6. Meralgia paresthetica is a condition characterized by tingling, numbness and burning pain in the outer thigh. Meralgia paresthetica, Mayo Clinic, http://www.mayoclinic.org/diseases-conditions/meralgia-paresthetica/basics/definition/con-20030852 (last updated Mar. 29, 2014).
7. Plaintiff incorrectly states that Dr. Nugent had treated Plaintiff for two years at the time of her August 2013 opinion. See JS at 13.
8. In the questionnaires, Plaintiff indicated that she had "severe difficulty" with most listed tasks, including opening a tight or new jar, turning a key, preparing a meal, pushing open a heavy door, placing an object on an overhead shelf, doing heavy household chores, gardening or perform yard work, carrying a shopping bag or briefcase, carrying an object weighing more than 10 pounds, changing a lightbulb overhead, putting on a pullover sweater, and using a knife to cut food. AR 620-21. Plaintiff also reported that she had severe pain, tingling, weakness, and stiffness in her arm, shoulder, or hand.
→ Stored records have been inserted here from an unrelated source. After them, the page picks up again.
PR #239, opened 2026-02-20
fix: include name and rel_path in agent-format ls/tree output

### LINKED ISSUE #218: [Bug]: ls --simple returns empty
### Bug Description

found ls --simple returns empty.
issue is in output=agent, ref_name and name is omitted, while --simple requires these two fields.

simple fix is fallback to uri. pending authors decision how to fix.

Image

### Steps to Reproduce

run
```
ov ls viking://user/memories --simple
```

### Expected Behavior

expect return list of names

### Actual Behavior

return empty

```python

```

### Error Logs

```shell

```

### OpenViking Version

newest

### Python Version

3.10

### Operating System

macOS

### Model Backend

None

### Additional Context

_No response_

haosenwang1018:
Closes #218

The agent-format output from `ls` and `tree` omits the `name` and `rel_path` fields, which causes `--simple` mode to return empty strings (falls through to empty `uri` fallback in some cases).

This fix adds `name` to the `_ls_agent` output and both `name` and `rel_path` to the `_tree_agent` output, making `--simple` mode work correctly with agent-format output.

### DIFF
--- a/openviking/storage/viking_fs.py
+++ b/openviking/storage/viking_fs.py
@@ -323,6 +323,8 @@ class VikingFS:
                     continue
                 rel_path = f"{current_rel}/{name}" if current_rel else name
                 new_entry = {
+                    "name": name,
+                    "rel_path": rel_path,
                     "uri": str(VikingURI(uri).join(rel_path)),
                     "size": entry.get("size", 0),
                     "isDir": entry.get("isDir", False),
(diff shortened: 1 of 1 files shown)


MaojiaSheng:
我们认为在 _ls_agent 提供 name 似乎有点多余

ZaynJarvis:
#218 simple issue is fixed here  #220 #236 

adding name / rel_name is the other solution not used as 
1. we need viking:// prefix to guide agents.
2. name & uri has duplicat in non simple mode


thx, but will close this PR with no further updates

haosenwang1018:
Thanks for the explanation! Makes sense that name/uri duplication should be avoided. Closing this.

PR #247, opened 2026-02-22
feat: add Claude Code memory hooks example

ZaynJarvis:
## Summary

Add example showing how to auto-extract memories from Claude Code sessions into OpenViking using [Claude Code hooks](https://docs.anthropic.com/en/docs/claude-code/hooks).

## What's included

Three hook scripts that capture conversation transcripts at strategic lifecycle points:

| Hook | Trigger | Method |
|------|---------|--------|
| `SubagentStop` | Subagent finishes | `ov add-memory` (one-shot) |
| `PreCompact` | Before context compaction | `ov add-memory` (one-shot) |
| `SessionEnd` | Session terminates | `ov session new` → `add-message` × N → `commit` |

All hooks run `async: true` so they don't block Claude Code responses.

## Files

- `examples/claude-code-hooks/README.md` — Setup guide and documentation
- `examples/claude-code-hooks/hooks/ov-memory-subagent-stop.sh`
- `examples/claude-code-hooks/hooks/ov-memory-pre-compact.sh`
- `examples/claude-code-hooks/hooks/ov-memory-session-end.sh`

## Testing

Tested all three hooks locally with mock Claude Code JSONL transcripts. Memory extraction confirmed working via `ov add-memory` and `ov session` workflow.

### DIFF
--- a/examples/claude-code-hooks/Hooks.md
+++ b/examples/claude-code-hooks/Hooks.md
@@ -1,0 +1,27 @@
+# Claude Code Hooks — Quick Reference
+
+## Hook Events & Unique Params
+
+| Hook | Key unique params |
+|------|------------------|
+| `SessionStart` | `source`, `model`, `agent_type` |
+| `UserPromptSubmit` | `prompt` |
+| `PreToolUse` | `tool_name`, `tool_use_id`, `tool_input` |
+| `PermissionRequest` | `tool_name`, `tool_input`, `permission_suggestions` |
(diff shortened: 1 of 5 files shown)


ZaynJarvis:
if use session add-message for each message, there might be too much C-S overhead, hence using add-memory with all message is the method i use for pre-compact and subagent-end.

while ov session add-message is still a way, hence, keeping it as a reference.

PR #281, opened 2026-02-25
fix: support short-format URI paths in VikingFS and VikingURI

### LINKED ISSUE #259: Bug: URI parsing fails for short format paths (e.g., '/resources' instead of 'viking://resources')
## Environment
- OpenViking version: 0.1.17
- Python version: 3.14.2
- OS: macOS (arm64)

### Issue 1: URI path conversion truncates paths

In `openviking/storage/viking_fs.py`, the `_uri_to_path` method assumes all URIs start with `viking://`, but some internal calls pass short-format paths like `/resources`.

**Current code:**
```python
def _uri_to_path(self, uri: str) -> str:
    remainder = uri[len("viking://") :].strip("/")
    # When uri='/resources', this becomes '/s' (truncated!)
```

**Result:** `/resources` gets converted to `/local/s` instead of `/local/resources`, causing "no such directory: /s" errors.

**Suggested fix:**
```python
def _uri_to_path(self, uri: str) -> str:
    if uri.startswith("viking://"):
        remainder = uri[len("viking://"):].strip("/")
    elif uri.startswith("/"):
        remainder = uri.strip("/")
    else:
        remainder = uri.strip("/")
    
    if not remainder:
        return "/local"
    return f"/local/{remainder}"
```

### Issue 2: VikingURI class rejects short-format URIs

In `openviking_cli/utils/uri.py`, the `VikingURI` class raises an error for paths not starting with `viking://`.

**Suggested fix:** Auto-complete the prefix for short-format paths:
```python
def _parse(self) -> Dict[str, str]:
    if not self.uri.startswith(f"{self.SCHEME}://"):
        clean_path = self.uri.lstrip("/")
        self.uri = f"{self.SCHEME}://{clean_path}"
    # ... rest of parsing
```

## Steps to Reproduce

```python
import openviking as ov

client = ov.SyncOpenViking(path='./data')
client.initialize()

# This fails with 'no such directory: /s'
client.ls('/resources')  

# This works
client.ls('viking://resources')
```

## Additional Note

There also seems to be an issue with embedding/semantic processing not being triggered after `add_resource()`. The `wait_processed()` returns `{'Embedding': {'processed': 0}, 'Semantic': {'processed': 0}}` even after adding files.

---

Happy to submit a PR with the fixes if helpful! 🙏

r266-tech:
## Summary

Fixes #259 — URI parsing fails for short format paths (e.g., `/resources` instead of `viking://resources`).

## Problem

Two related bugs in URI handling:

### 1. `VikingFS._uri_to_path()` truncates short-format paths

When `uri='/resources'`, the method blindly strips the first 9 characters (`len('viking://')`), resulting in:
- Input: `/resources` → Expected: `/local/resources` → Actual: `/local/s` ❌

### 2. `VikingURI._parse()` rejects short-format URIs

Raises `ValueError` for paths not starting with `viking://`, even though `VikingURI.normalize()` already exists to handle this conversion.

## Fix

- **`VikingFS._uri_to_path`**: Check URI format before stripping prefix. Correctly handles three formats:
  - `viking://resources` → `/local/resources` ✅ (unchanged)
  - `/resources` → `/local/resources` ✅ (fixed)
  - `resources` → `/local/resources` ✅ (fixed)

- **`VikingURI._parse`**: Auto-normalize short-format paths using the existing `normalize()` static method, instead of raising ValueError.

## Tests

Added `tests/test_uri_short_format.py` with 15 test cases covering:
- `VikingURI` short-format parsing (slash prefix, bare path, nested paths, invalid scope rejection)
- `VikingFS._uri_to_path` short-format conversion (all three formats, edge cases like root/empty)

All existing tests continue to pass.

### DIFF
--- a/openviking/storage/viking_fs.py
+++ b/openviking/storage/viking_fs.py
@@ -704,8 +704,20 @@ class VikingFS:
         return f"{prefix}_{hash_suffix}"
 
     def _uri_to_path(self, uri: str) -> str:
-        """viking://user/memories/preferences/test -> /local/user/memories/preferences/test"""
-        remainder = uri[len("viking://") :].strip("/")
+        """Convert Viking URI or short-format path to internal AGFS path.
+
+        Supports both full URIs and short-format paths:
+            viking://user/memories/preferences/test -> /local/user/memories/preferences/test
+            /resources -> /local/resources
+            resources -> /local/resources
+        """
+        if uri.startswith("viking://"):
+            remainder = uri[len("viking://"):].strip("/")
+        elif uri.startswith("/"):
+            remainder = uri.lstrip("/")
+        else:
+            remainder = uri.strip("/")
+
         if not remainder:
             return "/local"
         # Ensure each path component does not exceed filesystem filename limit
--- a/openviking_cli/utils/uri.py
+++ b/openviking_cli/utils/uri.py
@@ -48,11 +48,15 @@ class VikingURI:
         """
         Parse Viking URI into components.
 
+        Accepts both full URIs (viking://...) and short-format paths
+        (/resources, resources). Short-format paths are auto-normalized.
+
         Returns:
             Dictionary with URI components
         """
         if not self.uri.startswith(f"{self.SCHEME}://"):
-            raise ValueError(f"URI must start with '{self.SCHEME}://'")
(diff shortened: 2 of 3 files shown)


qin-ctx:
viking_fs.py has undergone a major refactoring, and you need to adapt to the new code and resolve the conflicts."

Id. She had "severe" neck pain that came and went, "severe" and frequent headaches, and "a great deal of difficulty in concentrating." AR 623-24. She could lift only "very light" weights. AR 623-24. Plaintiff indicated that she could "hardly do any recreational activities because of pain in [her] neck." AR 624-25.
9. Dr. Nugent's opinion conflicted with those of state-agency consultants Keith Wahl and G. Taylor-Holmes, who reviewed the medical records and opined that Plaintiff was capable of a light range of work with unlimited reaching, only frequent gross and fine manipulation, no forceful gripping or torqueing with the right arm, occasional posturals but no climbing, only occasional neck movement, no exposure to hazards, and no hypervigilance or supervision of others. AR 26, 117-18, 128-29, 131-33. The ALJ partially credited those opinions. AR 26.
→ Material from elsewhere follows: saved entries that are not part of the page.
PR #322, opened 2026-02-26
fix: handle is_healthy() AttributeError when not initialized (closes #298)

### LINKED ISSUE #298: [Bug] is_healthy() fails with AttributeError
Bug: is_healthy() throws AttributeError when initialize() not called. Fix: auto-initialize or better error message.

r266-tech:
## Problem

`is_healthy()` throws `AttributeError` when called before `initialize()`:

```
AttributeError: 'NoneType' object has no attribute 'vlm'
```

**Root cause:** `ObserverService.vlm` property accesses `self._config.vlm.get_vlm_instance()`, but `self._config` is `None` before `set_dependencies()` is called during `initialize()`. Similarly, `self._vikingdb` is `None`.

## Fix

- Add `None` guards to `ObserverService.vikingdb` and `vlm` properties — return unhealthy `ComponentStatus` instead of crashing
- Add early `return False` in `is_healthy()` when dependencies aren't ready
- Add 4 tests covering the uninitialized state

## Changes

- `openviking/service/debug_service.py` — defensive None checks in ObserverService
- `tests/misc/test_debug_service.py` — 4 new tests (25 total, all passing)

Closes #298

### DIFF
--- a/openviking/service/debug_service.py
+++ b/openviking/service/debug_service.py
@@ -74,6 +74,11 @@ class ObserverService:
         self._config = config
 
     @property
+    def _dependencies_ready(self) -> bool:
+        """Check if both vikingdb and config dependencies are set."""
+        return self._vikingdb is not None and self._config is not None
+
+    @property
     def queue(self) -> ComponentStatus:
         """Get queue status."""
         observer = QueueObserver(get_queue_manager())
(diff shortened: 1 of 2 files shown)


r266-tech:
Note: The `test-lite` CI failure is a pre-existing issue on `main` (see [latest main CI runs](https://github.com/volcengine/OpenViking/actions?query=branch%3Amain)) — caused by `ImportError: cannot import name 'AGFSBindingClient' from 'pyagfs'` in `test_quick_start_lite.py`. Unrelated to this PR's changes.

MaojiaSheng (approved):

10. The Commissioner contends that the ALJ permissibly accorded less weight to Dr. Nugent's August 8, 2013 opinion because it was dated eight months after Plaintiff's date last insured, December 31, 2012. JS at 19-20. It is true that nothing in the report indicates that it reflects Plaintiff's condition on or before December 31, 2012, and that it likely does not, given Plaintiff's own testimony that her condition is worsening over time. See AR 36-37; see also AR 24 n.1 (ALJ noting that Plaintiff's disability had increased since last decision). But contrary to the Commissioner's assertion, the ALJ did not rely on this factor in discounting Dr. Nugent's opinion. The Court therefore does not consider it. See Bray, 554 F.3d at 1225 (holding that district court must "review the ALJ's decision based on the reasoning and factual findings offered by the ALJ—not post hoc rationalizations that attempt to intuit what the adjudicator may have been thinking").